-- About this exercise --
Isolate every line in the data with the string "conflict" and copy it.

-- Supplied data --
PR #1064, opened 2025-02-09
feat: add `excludedRunes` option to the `prefer-const` rule

baseballyama:
close part of https://github.com/sveltejs/eslint-plugin-svelte/issues/818

As explained here, `$state` also needs to be excluded from the `prefer-const` rule.
https://github.com/sveltejs/eslint-plugin-svelte/pull/985#issuecomment-2566907151

### DIFF
--- a/docs/rules/prefer-const.md
+++ b/docs/rules/prefer-const.md
@@ -14,7 +14,7 @@ since: 'v3.0.0-next.6'
 
 ## :book: Rule Details
 
-This rule reports the same as the base ESLint `prefer-const` rule, except that ignores Svelte reactive values such as `$derived`, `$state`, and `$props`. If this rule is active, make sure to disable the base `prefer-const` rule, as it will conflict with this rule.
+This rule reports the same as the base ESLint `prefer-const` rule, except that ignores Svelte reactive values such as `$derived` and `$props` as default. If this rule is active, make sure to disable the base `prefer-const` rule, as it will conflict with this rule.
 
 <!--eslint-skip-->
 
--- a/docs/rules/prefer-const.md
+++ b/docs/rules/prefer-const.md
@@ -14,7 +14,7 @@ since: 'v3.0.0-next.6'
 
 ## :book: Rule Details
 
-This rule reports the same as the base ESLint `prefer-const` rule, except that ignores Svelte reactive values such as `$derived` and `$props`. If this rule is active, make sure to disable the base `prefer-const` rule, as it will conflict with this rule.
+This rule reports the same as the base ESLint `prefer-const` rule, except that ignores Svelte reactive values such as `$derived`, `$state`, and `$props`. If this rule is active, make sure to disable the base `prefer-const` rule, as it will conflict with this rule.
 
 <!--eslint-skip-->
 
--- a/docs/rules/prefer-const.md
+++ b/docs/rules/prefer-const.md
@@ -46,7 +46,8 @@ This rule reports the same as the base ESLint `prefer-const` rule, except that i
     "error",
     {
       "destructuring": "any",
-      "ignoreReadonly": true
+      "ignoreReadonly": true,
+      "excludedRunes": ["$props", "$state"]
     }
   ]
 }
@@ -56,6 +57,7 @@ This rule reports the same as the base ESLint `prefer-const` rule, except that i
   - `any` (default): if any variables in destructuring should be const, this rule warns for those variables.
   - `all`: if all variables in destructuring should be const, this rule warns the variables. Otherwise, ignores them.
 - `ignoreReadonly`: If `true`, this rule will ignore variables that are read between the declaration and the _first_ assignment.
+- `excludedRunes`: An array of rune names that should be ignored. Even if a rune is declared with `let`, it will still be ignored.
 
 ## :books: Further Reading
 
--- a/docs/rules/prefer-const.md
+++ b/docs/rules/prefer-const.md
@@ -47,7 +47,7 @@ This rule reports the same as the base ESLint `prefer-const` rule, except that i
     {
       "destructuring": "any",
       "ignoreReadonly": true,
-      "excludedRunes": ["$props", "$state"]
+      "excludedRunes": ["$props", "$derived"]
     }
   ]
 }
--- a/.changeset/sixty-cars-fail.md
+++ b/.changeset/sixty-cars-fail.md
@@ -1,5 +1,5 @@
 ---
-'eslint-plugin-svelte': patch
+'eslint-plugin-svelte': minor
 ---
 
-fix: ignore `$state` in the `prefer-const` rule
+feat: add `excludedRunes` option to the `prefer-const` rule
--- a/.changeset/sixty-cars-fail.md
+++ b/.changeset/sixty-cars-fail.md
@@ -1,0 +1,5 @@
+---
+'eslint-plugin-svelte': patch
+---
+
+fix: ignore `$state` in the `prefer-const` rule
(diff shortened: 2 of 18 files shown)


ota-meshi:
I still don't understand why you want to ignore `$state` from `svelte/prefer-const` rule.

I know that some users want to use `let` to change `value` with `const value = $state({ value: new Date().toString() });`, but I think that user would do the same with `const value = { value: new Date().toString() };` which doesn't use `$state()`. In other words, I think that user would always turn off the `prefer-const` rule.
So I don't think there's a need to ignore `$state` from the `svelte/prefer-const` rule check.

baseballyama:
We might want to enable `prefer-const` for plain JavaScript that has nothing to do with Svelte.

In other words, semantically, since `$state` is something that can be reassigned, we may want to consistently use `let` for it. However, it’s understandable that some users would prefer to use `prefer-const` for regular JavaScript outside of that.

(Personally, I always use const consistently, though.😅)

baseballyama:
In this case, there is no actual reassignment, so `prefer-const` would allow it to be declared as `const`. However, semantically, some people may prefer to declare it with `let`.

```js
export const Time3 = () => {
	// If `$state` has object value,
	// Time3 user cn reassign `value.value` even without reassign logic in this composable.
	// Therefore it can be declare as both `const` / `let`
	const value = $state( { value: new Date().toString() });

	return {
		get value() {
			return value;
		}
	}
}
```

baseballyama:
Therefore, I am considering creating a separate rule, `prefer-let`. This rule will enforce the consistent use of `let`.

baseballyama:
@ota-meshi So, what you’re saying is that extending `prefer-const` in the first place is unnecessary?

ota-meshi:
> So, what you’re saying is that extending prefer-const in the first place is unnecessary?

No, I think `svelte/prefer-const` is necessary.
I don't think there's any need to ignore `$state()` from the `svelte/prefer-const` rule check.

Since we don't ignore `svelte/prefer-const` rule checks for mutable objects regardless of `$state()`, I think the rules would be inconsistent if we were to ignore only `$state()` from `svelte/prefer-const` rule checks.

If a primitive value of `$state()` is reported with `prefer-const`, it's just a case of the user using it incorrectly, and I think we can follow it with a different rule (e.g. `prefer-let`).

baseballyama:
> If a primitive value of $state() is reported with prefer-const, it's just a case of the user using it incorrectly, and I think we can follow it with a different rule (e.g. prefer-let).

I still don’t fully understand this part. Since `$state` can hold non-primitive values such as object, are there cases where there is no direct reassignment? In such cases, is it correct for `const` to be enforced? Even if a `prefer-let` rule were implemented, wouldn’t it conflict with `prefer-const`, which enforces `const`?

https://svelte.dev/playground/hello-world?version=5.19.9#H4sIAAAAAAAAE32MzQqDMBAGX2VZCiqIlh6DFXrrO9Qeom4lkMaQrLZFfPcSpT-H0tsy38xOaOSVUOCRtO7h1jvdQkytYmoTTPGiNHkUpwn5YYMXAKav6mBt5kfSHFgtPf3iTW-YDHsUWPjGKctlZSrWxDB4crCHjWfJFMMEoRcQSa0ailKQHQnYbWGGpDJF_qlNYcvVncKPLNxzkdtyWZZsHWT35srYgaFWphWj1APtv1LI_xjhxyJgikx3RsFuoPk8PwFxCBbbPgEAAA==

ota-meshi:
If in that example, `user` should be declared with `let`, then I think `user` should also be declared with `let` in the following source code.
What do you think?

https://eslint-online-playground.netlify.app/#eNq1VNuO0zAQ/RXLQtq2apMCb9nuConLG4J3AlJIJpVL4li2U3VV9d8Z3xK3CQsS2j7U8cw5x3Ozz1TJMv389L5rRceB60QdodFAM7pTpWRCP+ackAY04UUL5IG8UrrQsLgrGlbC3TJ4i33kfLNFe66NvVcg0XE2OEL2XmexDBZCJOhecmt2psvarSqAj0XTQ8TwkVjzNcXoYyQz8midqhvorbhLJNY2C/7t0qEguBGPJoqMnE2Cifm+7FKBPvSgRHDgZ7AzLnpNfjJeZVb9IaKS9BmE0bAAuqagGoZNKjtes31yUNgnhp2TmhwUqWXXkpy+c6D0oHJ6n3Pvd3392vR7xgPSATfCGjcOMcMppGmi5zjbJlCtL+Zo5VwBr58EuMJ5jgXDyYIrqIu+GUk+sYUp+UH5nUoklF3bAq+gst1LkuSGMYuJUw64bzmtm0KnETyn3y3Dj0DNGlAZQeBqla68SE7XmMu4cwwc/YLve2zQF6FZx5E2zJGrTHZVQ08KzilppEUmguXJTF8npUxD+Qfhcb7ND05aFp8wn48nDVy5wzCxSRojLayyt1UYwgiNT4WEGuQGy6mwlSYukLLDGOLb8td6Yv+uS2oNL17VYWqcYZr9P0ZvrtZV9MbwX9EPJy/v8ZqLovyFCijbcbziVsBdJVfytquwP77vOa3g+AGEGWZeMsBQhjOvXwNDxeEH0zl/bngEnnXevhAG+uNtsk22m20Ejt0Tpfl3wyq9niiNk/4HtZlXJcb5J/tCL78B2OY91w==

ota-meshi:
The area I have an issue with is the consistency of the rule.

baseballyama:
I fully understand your perspective.👍

As stated in the documentation, Svelte runes recommend using `let`. Based on my understanding, some users interpret JavaScript rules as being overridden by Svelte rules.
https://svelte.dev/docs/svelte/$state

In your example, since user does not use runes, I understood that standard JavaScript rules apply (without being overridden by Svelte rules). Therefore, I believed that the behavior of this PR was consistent.

Additionally, based on your reasoning, shouldn’t `$props` and `$derived` also consistently use const whenever possible? (I may not yet fully understand this part.)

ota-meshi:
I think the reason why `$derived` should be `let` is because it is changed from outside.
But `$state` doesn't really fit that reason.
For primitive values, the user should assign it somewhere, so it won't be reported to `prefer-const`.
If the reason to use `let` is that the object is mutable, then I think objects with `setters` should use `let`.

>  Svelte runes recommend using `let`.

Hmm... I don't think it explicitly says "recommended". I think it's still a matter of user preference 🤔

baseballyama:
I see. Would adding a config be a good middle ground? Like `{ enforceState: false }`?
I want to accommodate users who wish to use `prefer-const` in some way but also want to consistently use `let` for runes.

ota-meshi:
>  I want to accommodate users who wish to use prefer-const in some way but also want to consistently use let for runes.

If there are users requesting it, I think it makes sense to add the option.

baseballyama:
Got it. In that case, since there are no breaking changes, I will try implementing this option after the v3 release.

baseballyama:
I added `excludedRunes` option.

docs/rules/prefer-const.md
```diff
@@ -46,7 +46,8 @@ This rule reports the same as the base ESLint `prefer-const` rule, except that i
     "error",
     {
       "destructuring": "any",
-      "ignoreReadonly": true
+      "ignoreReadonly": true,
+      "excludedRunes": ["$props", "$state"]
```
ota-meshi, line 50: I think it would be better to explain it as the default.

```suggestion
      "excludedRunes": ["$props", "$derived"]
```

ota-meshi (approved):
LGTM! Thank you!

PR #1069, opened 2025-02-10
feat: added the `require-event-prefix` rule

### LINKED ISSUE #910: Add rule `require-event-prefix`

marekdedic:
Closes #910


packages/eslint-plugin-svelte/src/rules/require-event-prefix.ts
```diff
@@ -0,0 +1,122 @@
+import { createRule } from '../utils/index.js';
+import { type TSTools, getTypeScriptTools } from '../utils/ts-utils/index.js';
+import {
+	type MethodSignature,
+	type Symbol,
+	SymbolFlags,
+	SyntaxKind,
```
ota-meshi, line 7: We don't include typescript as a dependency because we don't want to force users to use it.

Could you please change it to load modules using the functions in packages/eslint-plugin-svelte/src/utils/ts-utils/index.ts other than type-only import?

ota-meshi (changes requested):

packages/eslint-plugin-svelte/src/rules/require-event-prefix.ts
marekdedic: Ok, I extracted them to ts-utils :)

ota-meshi (approved):
LGTM! Thank you!

PR #1113, opened 2025-03-02
Docs: Update require-each-key further reading link

lts20050703:
The current further reading link result in 404 because the tutorial link now has svelte or kit in the url


baseballyama (approved):
Thank you!

PR #233, opened 2026-04-13
fel: add progress bar support for uboot command

gworkman:
The sunxi-fel uboot (and spl) commands lacked the ability to show a progress bar when uploading the payload, unlike the write command.

Support the -p / --progress flag by passing a progress callback through aw_fel_process_spl_and_uboot to aw_fel_write_uboot_image, which then sets up the progress indicator before calling aw_write_buffer.

Result:
```
$ sunxi-fel -p uboot path/to/u-boot-loader.bin
100% [================================================]   535 kB,  450.4 kB/s
```

### DIFF
--- a/fel.c
+++ b/fel.c
@@ -904,7 +904,8 @@ uint32_t aw_fel_write_and_execute_spl(feldev_handle *dev, uint8_t *buf, size_t l
  * U-Boot entry point (offset) and size values.
  */
 static void aw_fel_write_uboot_image(feldev_handle *dev, uint8_t *buf,
-				     size_t len, const char *dt_name)
+				     size_t len, const char *dt_name,
+				     progress_cb_t progress)
 {
 	if (len <= HEADER_SIZE)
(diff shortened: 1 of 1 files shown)


apritzel:
Is there any particular need for that? I see that's somewhat inconsistent with the other transfer commands, but as your screenshot above shows, U-Boot typically uploads within one second, so I am not sure we really need a progress bar? The moment you look at it, it's typically finished already.

gworkman:
Hi @apritzel, sorry the delay in getting back to you! This got buried in my GitHub notifications.

Yeah, I can understand the case for not needing a progress bar since it is very fast. My use case is this: I am using my fork right now with some CLI tooling to implement a GUI for a custom flashing app for my open-source hardware project, so users can flash their own firmware. Currently the flashing app parses the stdout from the CLI and show a different progress bar in the GUI so the user knows that something is happening (even if that delay is only 1-2 seconds)

If this isn't a relevant feature for the project and you wish to close the PR, totally understand :)

PR #237, opened 2026-05-18
sunxi-fel: find libfdt with pkg-config

jameshilliard:
sunxi-fel uses libfdt to parse FIT images, but the Makefile only passed -lfdt when linking. That works when libfdt headers and libraries are installed in default compiler search paths, but fails when a package installs them elsewhere.

Use pkg-config to obtain the libfdt compiler and linker flags, matching the existing libusb and zlib handling.

### DIFF
--- a/Makefile
+++ b/Makefile
@@ -134,6 +134,16 @@ ZLIB = zlib
 ZLIB_CFLAGS ?= `$(PKG_CONFIG) --cflags $(ZLIB)`
 ZLIB_LIBS ?= `$(PKG_CONFIG) --libs $(ZLIB)`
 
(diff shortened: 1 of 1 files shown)


apritzel (approved):
Thanks, that looks good now, and I like it much better than the previous MacOS/homebrew specific solution.
Briefly tested without any libfdt.pc file, and with one installed.

paulkocialkowski (approved):
Looks good to me as well, thanks for reworking this!

paulkocialkowski:
Maybe we can wait a few days in case someone else wants to weigh-in and we can merge it afterwards.

PR #238, opened 2026-05-18
Makefile: prefer mkimage for sunxi images

jameshilliard:
U-Boot's mkimage supports generating Allwinner eGON boot images with the sunxi_egon image type. Prefer that when available, since mkimage is maintained and commonly packaged with U-Boot tools.

Keep mksunxiboot as a fallback for setups with older mkimage versions or without mkimage installed.


apritzel (approved):
Thanks, looks good, and mkimage is indeed the more reliable tool moving forward. Tested by misspelling mkimage and sunxi_egon, to test the fallback paths.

-- Final answer --
-This rule reports the same as the base ESLint `prefer-const` rule, except that ignores Svelte reactive values such as `$derived`, `$state`, and `$props`. If this rule is active, make sure to disable the base `prefer-const` rule, as it will conflict with this rule.
+This rule reports the same as the base ESLint `prefer-const` rule, except that ignores Svelte reactive values such as `$derived` and `$props` as default. If this rule is active, make sure to disable the base `prefer-const` rule, as it will conflict with this rule.
-This rule reports the same as the base ESLint `prefer-const` rule, except that ignores Svelte reactive values such as `$derived` and `$props`. If this rule is active, make sure to disable the base `prefer-const` rule, as it will conflict with this rule.
+This rule reports the same as the base ESLint `prefer-const` rule, except that ignores Svelte reactive values such as `$derived`, `$state`, and `$props`. If this rule is active, make sure to disable the base `prefer-const` rule, as it will conflict with this rule.
I still don’t fully understand this part. Since `$state` can hold non-primitive values such as object, are there cases where there is no direct reassignment? In such cases, is it correct for `const` to be enforced? Even if a `prefer-let` rule were implemented, wouldn’t it conflict with `prefer-const`, which enforces `const`?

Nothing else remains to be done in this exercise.